§ What to work on
A word-for-word transcription of all the data is required.

§ Dataset content
PR #905, opened 2023-03-30
Use sync.Map to improve EVM sync performance

kaladinlight:
Sync speed issues have become really apparent when syncing Polygon where 1k block chunks can take upwards of 3 hours.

§ Answer box
PR #905, opened 2023-03-30
Use sync.Map to improve EVM sync performance

kaladinlight:
Sync speed issues have become really apparent when syncing Polygon where 1k block chunks can take upwards of 3 hours.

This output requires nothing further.